_EXERCISE DIRECTIONS_
Print, from the listing below, the lines starting at the line containing "storage — every mounted" and ending at the line containing "a device prompt.", exactly as they stand, and print nothing else.

___ DATA TO USE ___

PR #534, opened 2026-08-10
Erase the whole OTA partition before download

nickfarrow:
The erase loop compared the count of erased sectors against `n_sectors() - 1`, and so the last sector of the OTA partition was never erased and kept whatever the previous image left there.

I don't think any of our past firmware has been large enough to write anything to the end partition.

### DIFF
--- a/device/src/ota.rs
+++ b/device/src/ota.rs
@@ -305,21 +305,21 @@ impl FirmwareUpgradeMode<'_> {
                     }
                     State::Erase { seq } => {
                         let mut finished = false;
-                        let last_sector_index = partition.n_sectors() - 1;
+                        let n_sectors = partition.n_sectors();
                         /// So we erase multiple sectors poll (otherwise it's slow).
                         const ERASE_CHUNK_SIZE: usize = 1;
                         for _ in 0..ERASE_CHUNK_SIZE {
                             partition.erase_sector(*seq).expect("must erase sector");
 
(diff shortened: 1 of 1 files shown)


LLFourn:
Thanks — good catch, and your diagnosis is right: comparing the incremented `seq` (a count) against `last_sector_index` stopped the loop a sector early, leaving the last sector of the destination partition holding whatever the previous image wrote.

Taken on `firmware-downgrade-block` in 08fa3eb5 with a `Co-authored-by:` for you, since that branch already rewrites the surrounding code and #529 would have conflicted with this one either way.

Landed it as moving the increment *after* the check rather than changing the bound — that keeps `seq` as the index of the sector just erased, so it stays capped at `last_sector_index` and the existing progress fraction stays bounded at 1.0 without needing the denominator changed too. One line.

One clarification worth recording: the stale-signature-sector consequence fails **closed** — a leftover magic makes `find_signature_sector` point at the wrong sector so a *good* image gets rejected; making a *bad* image pass would still require a valid PROD signature in that sector. So it's a false-rejection hazard rather than a security hole, consistent with your "not reachable today".

Also apologies — I force-pushed `firmware-downgrade-block` while your PR was based on it, which is what put this into CONFLICTING. That was my mistake; I'll stop rewriting that branch now that it has other work stacked on it.

Closing in favour of 08fa3eb5.

PR #541, opened 2026-08-14
[app] Prompt to upgrade a connected device's firmware

LLFourn:
A device could sit on stale firmware indefinitely. The only way to discover an upgrade was the device list's "Upgrade N devices" button, which you had to go looking for.

This floats a prompt over the wallet page when a connected device reports it can be upgraded, offering the existing upgrade flow or a dismissal that lasts the session.

## Placement is the design

The prompt lives in the **wallet page's own widget tree**, not on the root navigator and not in an overlay.

Every fullscreen device dialog is a root-navigator route, so page content sits beneath all of them by construction. The prompt *cannot* cover a device prompt, rather than being ordered not to — there is no z-order rule for a later change to get wrong. An `OverlayEntry` would have done the opposite.

It reads its count from `DeviceActionUpgradeController`, the `ChangeNotifier` whose job that already is, rather than watching the device list a second time. That also means it observes connections continuously, so a device plugged in halfway through signing is noticed like any other.

## An approach that was tried and abandoned

The first attempt gated each action on the firmware question — asking before check-backup, display-backup, verify-address and signing. Worth recording why it didn't survive:

- The coordinator dispatches protocol messages the moment a call is made (`tell_device_to_check_backup` calls `start_protocol` inside its own body), so the question had to be asked *before* every call site sent anything. That makes it a line each site must remember.
- It sampled the device list **once**, at action start. Signing and address verification are exactly the flows where devices arrive one at a time *afterwards*, so the two that most needed it were structurally uncovered.
- Covering them properly needs the app, not the coordinator, to decide when per-device messages go out. Signing already works that way (`connected_but_need_request` is state the app acts on), but `VerifyAddressProtocol::connected` queues its own send, so verify would need a coordinator change to participate at all.

A prompt that watches the device list interposes on nothing and needs none of that.

## Two deliberate choices

**It sits over the page's own `SliverAppBar`, drawer button included.** Dismissing to reach the tray is accepted as reasonable pressure to deal with the upgrade. The spec-correct M3 alternative is a banner, which is *inline* rather than floating — that is what would stop it covering anything — but the app bar it must sit below is a sliver inside each page's `CustomScrollView`, so it costs an insertion per page instead of the single one this needs. A pinned-sliver variant was built and compared before settling here.

**The drawer background changes too**, because it is the same defect a level up: `NavigationDrawer` was passed `colorScheme.surface`, the token the page body already uses, so the tray and the content it slid over were the same colour. That was an override away from Flutter's own M3 default of `surfaceContainerLow`.

## Testing

No new tests. Nothing here can be asserted without the device stack, and mocked device tests would only assert the mock.

`flutter analyze`, `just dart-format-check-app` and the existing 144-test suite are clean. Behaviour was driven by hand against two devices on stale firmware — prompt appears on connect, Upgrade runs the existing flow, it clears itself once the devices report the new digest, dismissal lasts the session, and it is completely hidden behind a fullscreen device dialog.

### DIFF
--- a/frostsnapp/lib/firmware_upgrade_bubble.dart
+++ b/frostsnapp/lib/firmware_upgrade_bubble.dart
@@ -1,0 +1,133 @@
+import 'package:flutter/material.dart';
+import 'package:frostsnap/device_action_upgrade.dart';
+
+/// Session-scoped: dismissing silences it until the app restarts. A notifier
+/// rather than a bare bool so the scope matches the storage — every mounted
+/// prompt reacts, not only the one whose button was pressed.
+final _dismissed = ValueNotifier(false);
+
+/// Belongs in the page's own widget tree rather than on the root navigator or
+/// an overlay — every fullscreen device dialog is a root-navigator route, so
+/// living below them is what keeps this from ever covering a device prompt.
+/// Ordering it explicitly would be a rule to get wrong; this cannot be.
+class FirmwareUpgradeBubble extends StatefulWidget {
+  const FirmwareUpgradeBubble({super.key});
+
+  @override
+  State<FirmwareUpgradeBubble> createState() => _FirmwareUpgradeBubbleState();
+}
+
+class _FirmwareUpgradeBubbleState extends State<FirmwareUpgradeBubble> {
+  static const _maxWidth = 460.0;
+
+  final _upgrades = DeviceActionUpgradeController();
+  bool _upgrading = false;
+
+  @override
+  void dispose() {
+    _upgrades.dispose();
+    super.dispose();
+  }
+
+  Future<void> _upgrade() async {
+    setState(() => _upgrading = true);
+    try {
+      await _upgrades.run(context);
+    } finally {
+      if (mounted) setState(() => _upgrading = false);
+    }
+  }
+
+  @override
+  Widget build(BuildContext context) {
+    final theme = Theme.of(context);
+
+    return Positioned(
+      top: 0,
+      left: 0,
+      right: 0,
+      // Deliberately over the page's own `SliverAppBar`, drawer button
+      // included: LLFourn's call, on the grounds that having to dismiss it to
+      // reach the tray is acceptable pressure to deal with the upgrade. Note
+      // it is the drawer button it lands on, so dismissing is the only way
+      // back to the tray while it is up.
+      child: SafeArea(
+        bottom: false,
+        child: Align(
+          alignment: Alignment.topCenter,
+          child: ConstrainedBox(
+            constraints: const BoxConstraints(maxWidth: _maxWidth),
+            child: ListenableBuilder(
+              listenable: Listenable.merge([_upgrades, _dismissed]),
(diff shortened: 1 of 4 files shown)


nickfarrow:
Tested on desktop, works well for me. 

Sometimes prompting when the device can not upgrade (probably never seen by user.. optional):
https://github.com/LLFourn/frostsnap/pull/15

If someone has tested how the dialog sits on mobile, then good to go.

LLFourn:
Tested on mobile — Android emulator, 1080×2400. Answering @nickfarrow's *"if someone has tested how the dialog sits on mobile, then good to go."*

**No code blockers.** The one correction below is to the PR description, not the code.

**Placement holds, and it holds differently per surface:** a partial bottom sheet does **not** cover the pill, while a fullscreen root-navigator route covers it completely and it fades back on cancel. That is what the widget-tree placement buys, rather than a z-order rule a later change could get wrong.

**Appears on connect** — the pill slides in over the app bar.

appears on connect

**Hidden behind a device dialog** — visible above the Receive *sheet*, fully covered by the fullscreen **Verify address on device** route, back again on cancel.

hidden behind a device dialog

**Upgrade, then self-clear** — confirm on device, progress, Upgrade Successful, pill gone. It really clears rather than hiding: afterwards Connected Devices no longer offers `Upgrade N device`, so the device re-announced.

upgrade and self-clear

**Dismissal** — ⚠️ shows the *old* behaviour, superseded by `b9711d78`. At the time of recording a replug did not bring the pill back; it now re-arms on any device arrival. Note the clip does show that dismissal suppresses the prompt without discarding the state — Connected Devices still offers `Upgrade 1 device` while dismissed.

dismissal

**Drawer** — `#171c1e` against the page's `#0f1416`.

drawer colour

**Arrives mid-signing** — signing already under way at `Signatures Needed 1/2` when a stale device is plugged in, and the pill appears. Reading the count from `DeviceActionUpgradeController` means connections are observed continuously; the action-gated attempt sampled the device list once at action start, so signing and address verification — the flows where devices arrive one at a time — were the two least covered.

arrives mid-signing

⚠️ **That arriving device is a bystander**, added after keygen, so it is not one of the two signers and nothing prompts it to sign. The case that actually motivates the feature — a *signer* arriving mid-signing, where its signing prompt and the pill have to coexist — is untested.

## Correction for the PR description

It says the drawer change is no longer passing a colour, letting M3's default apply. `wallet.dart:662` explicitly passes `theme.colorScheme.surfaceContainerLow` (and the same token backs the wide-layout rail at `:693`). Same result, different mechanism.

## Provenance

Recorded on the fork's CI stack plus this PR at `3233de34` and the fork's now-closed #15, so the footage predates `3764b5c6`. That commit changes what `needs_firmware_upgrade()` selects, which only differs for a `CannotUpgrade` device — no scenario here connects one, so nothing above renders differently on the current head. Visual claims are read off extracted frames rather than driver assertions.

nickfarrow (approved):

PR #1319, opened 2023-03-23
Initial support for Shadow Waters and Affinity

Pantocyclus:


gausie:
I had some issues with this heading back into the payphone NC and quitting out because it didn't expect to see a new quest

src/fights.ts
```diff
@@ -351,6 +358,26 @@ function pygmyOptions(forceEquip: Item[] = []) {
...
+let _bestShadowRift: Location | null = null;
+export function bestShadowRift(): Location {
+  if (!_bestShadowRift) {
+    _bestShadowRift =
+      chooseRift({
+        canAdventure: true,
+        sortBy: (l: Location) => {
+          const drops = getMonsters(l)
+            .map((m) => Object.keys(itemDrops(m)).map((s) => toItem(s)))
+            .reduce((acc, val) => acc.concat(val), []);
```
horrible-little-slime, line 370: Why don't we want to use `flat` here? It works just fine in `autumnaton.ts`

src/fights.ts
```diff
@@ -351,6 +358,26 @@ function pygmyOptions(forceEquip: Item[] = []) {
...
+          return sum(drops, garboValue);
+        },
+      }) ?? $location.none;
+    if (_bestShadowRift === $location.none) {
+      throw new Error("Failed to find a suitable Shadow Rift to adventure in");
+    }
```
horrible-little-slime, line 376: I think we can just keep the nullish value here instead of using Location.none as a dummy value

src/fights.ts
```diff
@@ -351,6 +358,26 @@ function pygmyOptions(forceEquip: Item[] = []) {
...
+  }
+  return myInebriety() > inebrietyLimit() ? $location`Shadow Rift` : _bestShadowRift;
```
horrible-little-slime, line 378: I don't understand the intention of this

src/fights.ts
```diff
@@ -1356,6 +1383,36 @@ const freeFightSources = [
...
     }
   ),
+  new FreeFight(
+    () => {
+      if (!have($item`closed-circuit pay phone`)) return false;
+      else if (have($effect`Shadow Affinity`)) return true;
+      else if (get("_shadowAffinityToday", false)) return false;
+
+      if (rufusTarget() === null) return true;
+      else if (get("rufusQuestType", "") === "items") {
```
horrible-little-slime, line 1393: You shouldn't need a 2-argument `get` with the latest libram

src/fights.ts
```diff
@@ -1356,6 +1383,36 @@ const freeFightSources = [
...
+        return false; // We deemed it unprofitable to complete the quest in potionSetup
+      } else if (get("encountersUntilSRChoice", 0) === 0) {
```
horrible-little-slime, line 1395: You shouldn't need a 2-argument `get` with the latest libram

src/fights.ts
```diff
@@ -1356,6 +1383,36 @@ const freeFightSources = [
...
+        // Target is either an artifact or a boss
+        return true; // Get the artifact or kill the boss immediately for free
+      }
+      return false; // We have to spend turns to get the artifact or kill the boss
```
horrible-little-slime, line 1399: imo this section will read better if we strip the `else`s; early returns make them unnecessary

src/fights.ts
```diff
@@ -1356,6 +1383,36 @@ const freeFightSources = [
...
+    },
+    () => {
+      propertyManager.set({ shadowLabyrinthGoal: "effects" });
+      if (!get("_shadowAffinityToday", false) && rufusTarget() === null) {
```
horrible-little-slime, line 1403: 2-arg get, etc

src/potions.ts
```diff
@@ -35,13 +44,16 @@ import {
...
+  withChoice,
 } from "libram";
 import { acquire } from "./acquire";
 import { baseMeat, HIGHLIGHT, maxBy, pillkeeperOpportunityCost, turnsToNC } from "./lib";
 import { embezzlerCount } from "./embezzler";
 import { usingPurse } from "./outfit";
 import { estimatedGarboTurns } from "./turns";
 import { globalOptions } from "./config";
+import { bestShadowRift } from "./fights";
+import { chooseQuest, rufusTarget } from "libram/dist/resources/2023/ClosedCircuitPayphone";
```
horrible-little-slime, line 56: just import the module from libram instead of importing the individual functions from the libram module

src/potions.ts
```diff
@@ -348,6 +382,117 @@ function useAsValuable(potion: Potion, embezzlers: number, embezzlersOnly: boole
...
+      return Infinity;
+    }
+
+    // We consider the average price of the shadow items to not get gated behind an expensive one
+    const shadowItems = $items`shadow brick, shadow ice, shadow sinew, shadow glass, shadow stick, shadow skin, shadow flame, shadow fluid, shadow sausage, shadow bread, shadow venom, shadow nectar`;
+    const averagePrice =
+      sum(shadowItems, (it) =>
+        historical && historicalAge(it) < 14 ? historicalPrice(it) : mallPrice(it)
+      ) / shadowItems.length;
+
```
horrible-little-slime, line 454: `garboAverageValue` exists, and `garboAverageValue(items, true)` should use historical price

src/potions.ts
```diff
@@ -348,6 +382,117 @@ function useAsValuable(potion: Potion, embezzlers: number, embezzlersOnly: boole
...
+  },
+});
+
+const rufusPotion = new Potion($item`closed-circuit pay phone`, {
+  providesDoubleDuration: false,
+  canDouble: false,
+  effect: $effect`Shadow Waters`,
+  duration: 30,
+  price: (historical: boolean) => {
+    const canAcquireItemQuest = rufusTarget() === null;
```
horrible-little-slime, line 424: bind the target to a variable; it'll make the nullish checks and type assertions much easier

src/potions.ts
```diff
@@ -348,6 +382,117 @@ function useAsValuable(potion: Potion, embezzlers: number, embezzlersOnly: boole
...
+      ) / shadowItems.length;
+
+    return averagePrice;
+  },
+  acquire: (qty: number) => {
+    equip($slot`weapon`, $item.none);
+    equip($slot`off-hand`, $item`Drunkula's wineglass`);
+    Array(qty)
+      .fill(0)
+      .every(() => {
```
horrible-little-slime, line 462: This can just be a `for` loop

horrible-little-slime (changes requested):

src/fights.ts
Pantocyclus: image
It's to address a silly bug

src/potions.ts
Pantocyclus: `garboAverageValue` doesn't support a boolean for historical price unfortunately

src/fights.ts
Pantocyclus: I guess my yarn was also a little wonky after the flat polyfill broke previously

src/fights.ts
horrible-little-slime: Then put a comment to address that

src/potions.ts
horrible-little-slime: This should probably be sliced out but that can be future you's problem. Or future me. Or future whoever, it's not hard.

src/fights.ts
```diff
@@ -158,6 +160,11 @@ import { garboValue } from "./session";
 import { bestConsumable } from "./diet";
 import { wanderWhere } from "./wanderer";
 import { globalOptions } from "./config";
+import {
+  chooseQuest,
+  chooseRift,
+  rufusTarget,
+} from "libram/dist/resources/2023/ClosedCircuitPayphone";
```
horrible-little-slime, line 167: This also appears to import functions rather than the whole module

src/fights.ts
```diff
@@ -351,6 +358,26 @@ function pygmyOptions(forceEquip: Item[] = []) {
...
 
+let _bestShadowRift: Location | null = null;
+export function bestShadowRift(): Location {
+  if (!_bestShadowRift) {
+    _bestShadowRift =
+      chooseRift({
+        canAdventure: true,
+        sortBy: (l: Location) => {
+          const drops = getMonsters(l)
+            .map((m) => Object.keys(itemDrops(m)).map((s) => toItem(s)))
```
horrible-little-slime, line 369: Not all drops drop at the same rate, and we probably aren't capping them, so it might be worth using an `Object.entries` to weight them by drop rate

src/fights.ts
```diff
@@ -351,6 +358,26 @@ function pygmyOptions(forceEquip: Item[] = []) {
...
+            .flat();
+          return sum(drops, garboValue);
+        },
+      }) ?? $location.none;
```
horrible-little-slime, line 373:
```suggestion
      });
```
I think you just missed this part

horrible-little-slime (changes requested):

src/fights.ts
```diff
@@ -361,20 +358,28 @@ function pygmyOptions(forceEquip: Item[] = []) {
...
+        // We probably aren't capping item drops with the penalty
+        // so we don't really need to compute the actual outfit (or the dropModifier for that matter actually)
+        const dropModifier = 1 + numericModifier("Item Drop") / 100;
+        return sum(getMonsters(l), (m) => {
+          const monsterDrops = itemDrops(m);
+          const items = Object.keys(monsterDrops).map(toItem);
+          const rates = Object.values(monsterDrops);
+          return sumNumbers(
+            items.map((item, idx) => garboValue(item) * clamp(rates[idx] * dropModifier, 0, 1))
+          );
```
horrible-little-slime, line 374: it won't let me make a formal suggestion for whatever reason, which sucks, but:
```
const drops = [...Object.entries(monsterDrops)];
return sum(drops, ([drop, rate]) => garboValue(toItem(drop)) * clamp(rate * dropModifier / 100, 0, 1));
```
alternately, and this might be easier:
```
return sum(itemDropsArray(m), ({ drop, rate }) => garboValue(drop) * clamp(rate * dropModifier / 100, 0, 1));
```

okay, yeah, definitely the second one

src/fights.ts
```diff
@@ -361,20 +358,28 @@ function pygmyOptions(forceEquip: Item[] = []) {
...
+    _bestShadowRift = ClosedCircuitPayphone.chooseRift({
+      canAdventure: true,
+      sortBy: (l: Location) => {
+        setLocation(l);
+        // We probably aren't capping item drops with the penalty
+        // so we don't really need to compute the actual outfit (or the dropModifier for that matter actually)
+        const dropModifier = 1 + numericModifier("Item Drop") / 100;
+        return sum(getMonsters(l), (m) => {
+          const monsterDrops = itemDrops(m);
+          const items = Object.keys(monsterDrops).map(toItem);
```
horrible-little-slime, line 370: Just as a heads up, taking native mafia functions and dropping them directly in like that will typically cause errors due to differences in the ways js and ash handle overloads; mafia will say "there's no such thing as `to_item(string, number, string[]`"

horrible-little-slime: That will be moot due to the below comment, but it's still a good note

src/fights.ts
```diff
@@ -361,20 +358,28 @@ function pygmyOptions(forceEquip: Item[] = []) {
...
+          const rates = Object.values(monsterDrops);
```
horrible-little-slime, line 371: I'm assuming you did this because Object.entries doesn't return an array, it returns an IterableIterator--we can use either `Array.from` or spread syntax to convert that to an array. so `[...Object.entries(monsterDrops)]` would have worked there. Again, moot because I think below handles it better

src/fights.ts
horrible-little-slime: `drop` is an Item in `itemDropsArray` but a string in `itemDrops` because only strings can be the keys to an object, but itemDropsArray doesn't actually use the drop as a key

src/fights.ts
```diff
@@ -361,20 +358,28 @@ function pygmyOptions(forceEquip: Item[] = []) {
...
+            items.map((item, idx) => garboValue(item) * clamp(rates[idx] * dropModifier, 0, 1))
+          );
+        });
+      },
+    });
     if (!_bestShadowRift) {
       throw new Error("Failed to find a suitable Shadow Rift to adventure in");
     }
   }
+  // Mafia bug disallows adv1($location`Shadow Rift (<exact location>)`, -1, "") when overdrunk
```
horrible-little-slime, line 382: I'll put in a PR for this maybe

src/fights.ts
```diff
@@ -1389,7 +1394,7 @@ const freeFightSources = [
       if (have($effect`Shadow Affinity`)) return true;
       if (get("_shadowAffinityToday")) return false;
 
-      if (rufusTarget() === null) return true;
+      if (ClosedCircuitPayphone.rufusTarget() === null) return true;
```
horrible-little-slime, line 1397: I think this is more legible using `!ClosedCircuitPayphone.rufusTarget()` instead of checking against null, but that is a matter of opinion and is extremely not a blocker

horrible-little-slime (changes requested):

horrible-little-slime (approved):
Approved pending testing by the pantocyclus himself

PR #1329, opened 2023-03-29
Correctly account for spleen cleansers (and not for PYEC)

Pantocyclus:


horrible-little-slime (approved):
Approving but not immediately merging because I forgot if you had tested this

Pantocyclus:
OK this seems good to go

___

_ANSWER TO THIS PROBLEM_
+/// rather than a bare bool so the scope matches the storage — every mounted
+/// prompt reacts, not only the one whose button was pressed.
+final _dismissed = ValueNotifier(false);
+
+/// Belongs in the page's own widget tree rather than on the root navigator or
+/// an overlay — every fullscreen device dialog is a root-navigator route, so
+/// living below them is what keeps this from ever covering a device prompt.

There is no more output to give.